Rheumatic heart disease remains a major public health concern in developing countries. Motivated by the lack of up-to-date epidemiologic data from endemic settings, we sought to quantity morbidity and mortality attributable the condition in Fiji, a middle-income country where a high prevalence has consistently been reported. Having resolved to undertake the analysis using the existing routine clinical and administrative data at our disposal, we first set out to develop a data linkage procedure robust to the inherent limitations of data from low resource settings.
Records were available from four sources: an electronic patient information system, a database of death certificates, a disease control register, and echocardiography clinic registers. All referred to 2008-2012.
Throughout the design and calibration process we used 1,406 known duplications in the patient information system from which we calculated the sensitivity and specificity. After cleaning, standardisation and preliminary blocking, we categorised identifiers including names, dates and demographics into agreement, partial agreement, disagreement or missing, accounting for issues such as out of order or misspelt names. After concentrating true matches by further blocking, we estimated match and nonmatch probabilities using expectation maximisation under the Fellegi-Sunter model of record linkage. We then derived the posterior match probability taking into consideration the size of block and prior information about the probability a match be present given the demographics of the individual concerned. In its final configuration, with record pairs considered a match if they achieved a posterior probability of over 50%, our procedure identified the known duplications with sensitivity of 91.4% and specificity of 99.9%.
Having identified 2,619 cases from the 1,773,999 records available, we used the linked data to make population-based estimates of prevalence using capture-recapture analyses and cause-specific mortality using relative survival methods, the first such estimates for a developing country.
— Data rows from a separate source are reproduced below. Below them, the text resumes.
PR #102, opened 2026-04-15
Add $let and $literal tests

danielfrankcom:
This change adds tests for `$let` and `$literal` expressions. These tests were originally written by [@mitchell-elholm](https://github.com/mitchell-elholm).

**$let tests:**
- Core value passthrough for all BSON types, arithmetic, and string operations
- Variable scoping: nested `$let`, shadowing, variable swap, triple nesting
- Invalid argument validation: missing `vars`/`in`, non-object `vars`, unknown fields
- Null and missing field handling
- Path lookup through variables (`$$x.a.b`), including nested objects and arrays
- Variable naming rules: invalid start characters, invalid characters mid-name

**$literal tests:**
- BSON type passthrough including boundary values, special floats, and Decimal128 precision
- Expression suppression: `$add`, `$match`, `$group`, field paths, and system variables returned as-is
- Argument formats: nested objects, arrays, mixed special values
- `$project` disambiguation: `$literal` values vs inclusion/exclusion flags
- Special field names: dollar-prefixed, dot-containing, and empty field names

**Combination tests:**
- Nested `$let` scoping and shadowing across multiple levels
- `$$REMOVE` through `$let` in `$project`
- Cross-`$let` variable isolation
- `$let` across multiple documents with missing fields

Ref: #17


documentdb_tests/compatibility/tests/core/operator/expressions/misc/literal/test_literal_core.py
```diff
@@ -0,0 +1,527 @@
...
+        expected=Regex("^abc", "i"),
+        msg="Should return regex as-is",
+    ),
+    ExpressionTestCase(
+        "javascript",
+        expression={"$literal": Code("function(){}")},
+        expected=Code("function(){}"),
+        msg="Should return javascript as-is",
+    ),
+    ExpressionTestCase(
```
sathvikprasad97, line 128: Can we add System variable test cases

documentdb_tests/compatibility/tests/core/operator/expressions/misc/let/test_let_invalid.py
```diff
@@ -0,0 +1,197 @@
...
+        error_code=LET_MISSING_VARS_ERROR,
+        msg="Missing vars should fail",
+    ),
+    ExpressionTestCase(
+        "missing_in",
+        expression={"$let": {"vars": {"x": 1}}},
+        error_code=LET_MISSING_IN_ERROR,
+        msg="Missing in should fail",
+    ),
+    ExpressionTestCase(
```
sathvikprasad97, line 51: can we add a test case, {"$let": None}

documentdb_tests/compatibility/tests/core/operator/expressions/misc/literal/test_literal_project_disambiguation.py
```diff
@@ -0,0 +1,104 @@
...
+                {"$project": {"_id": 0, "result": {"$eq": ["$price", {"$literal": "$1"}]}}}
+            ],
+            "cursor": {},
+        },
+    )
+    assertSuccess(
+        result, [{"result": True}], msg="$literal '$1' should match field containing '$1'"
+    )
+
+
```
sathvikprasad97: can we add a test case, {"$literal": -1} in $project

documentdb_tests/compatibility/tests/core/operator/expressions/misc/let/test_let_core.py
```diff
@@ -0,0 +1,473 @@
...
+@pytest.mark.parametrize("test", CORE_TESTS, ids=lambda t: t.id)
+def test_let_core(collection, test):
+    """Test $let core behavior: type passthrough, scoping, and expression types."""
+    result = execute_expression(collection, test.expression)
+    assert_expression_result(result, expected=test.expected, msg=test.msg)
+
+
+# ---------------------------------------------------------------------------
+# Insert-based tests
+# ---------------------------------------------------------------------------
```
sathvikprasad97, line 402: can we add a test case for $let where vars references $$CURRENT directly

sathvikprasad97 (changes requested):

danielfrankcom:
@sathvikprasad97 addressed comments here and from internal review.

I added new integration test files to cover the concerns which foll outside of `$let` or `$literal` testing scope, which now sit at a higher level. It seemed worth investing in these tests now as the semantics around these operators are not particularly simple, and unlikely to be covered by other pipeline stage testing efforts.

I don't have a ton of context for these operator tests as I'm not the original author, but hopefully I've addressed your concerns.

danielfrankcom:
Bit of churn from signing, recent force pushes are mostly unchanged from before. Only new commit swaps parameterized tests to use `pytest_params`. Fixes for comments are visible in the isolated commits before my last comment.

sathvikprasad97 (approved):

documentdb_tests/framework/error_codes.py
```diff
@@ -291,3 +291,9 @@
 REPLACE_FIND_TYPE_ERROR = 10503901
 REPLACE_REPLACEMENT_TYPE_ERROR = 10503902
 REPLACE_INPUT_TYPE_ERROR = 10503904
+
+# Aliases for $let/$literal test compatibility
+INVALID_FIELD_PATH_DOLLAR_IN_VARIABLE_ERROR = UNRECOGNIZED_EXPRESSION_ERROR  # 168
```
eerxuan: How about we remove the no duplicate rule, so different names for same error can be in one place.

documentdb_tests/compatibility/tests/core/operator/expressions/test_expressions_combination_variables.py
```diff
@@ -0,0 +1,285 @@
...
+                "in": {
+                    "$let": {"vars": {"x": "$$y", "y": "$$x"}, "in": {"$subtract": ["$$x", "$$y"]}}
+                },
+            }
+        },
+        expected=1,
+        msg="Swap: x=2, y=1, 2-1=1",
+    ),
+    ExpressionTestCase(
+        "triple_nested_scoping_result_8",
```
eerxuan: triple_nested and triple_nested_scoping_result_8 test
  essentially the same thing

documentdb_tests/framework/error_codes.py
danielfrankcom: Huh, I didn't notice these were here, good catch. I don't think we need the different names personally, the more general names should be applicable I would think, but I'll confirm.

eerxuan (approved):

Moreover, in sensitivity analyses, we found that changing posterior probability threshold above which record pairs were considered a match had limited impact on the results.
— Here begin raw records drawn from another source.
PR #104, opened 2026-04-15
Add $convert tests

danielfrankcom:
This change adds `$convert` tests.

Covers:

- Target type identification (string names, numeric codes, object form)
- `binData` conversions and `subtype` handling
- `format` and `byteOrder` parameters
- `onError` and `onNull` behavior
- Null/missing input and validation skipping
- Conversion errors, invalid arguments, and size limits
- Expression arguments and document field references

The `$convert` operator is the general form behind `$toString`, `$toInt`, `$toDouble`, etc. The various `$to*` tests are already parametrized over both the native operator and the equivalent `$convert` expression, so the test coverage is completely identical and there is no need to duplicate those test cases. The tests included here are unique to `$convert`, covering options that are not applicable to the `$to*` operators.

Note: there is a possible MongoDB bug where converting a `Date` with year outside 0-9999 to `string` produces error code 18537 (`DateToStringYearRange`) that is not caught by `onError`, unlike all other conversion errors. The `date_str_year_err_on_error_caught_*` tests document the correct behavior where `onError` handles this case, and are expected to fail against a server with this bug.


danielfrankcom:
The 2 remaining CI failures are the expected `date_str_year_err_on_error_caught_*` failures.

Once #79 is merged I can mark these as expected failures for MongoDB, but I don't want to duplicate the framework effort for adding that machinery.

manojnks (approved):

eerxuan (approved):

Although data linkage is widely used for epidemiologic research in high-income settings, its application to developing countries has been limited. We developed and validated a data linkage procedure that can be used to turn largely unstudied routine clinical and administrative data into robust estimates of disease burden. With the growing availability of computerized data, we propose our approach has strong potential to assist the production of disease burden statistics in developing countries where civil registration systems are weak.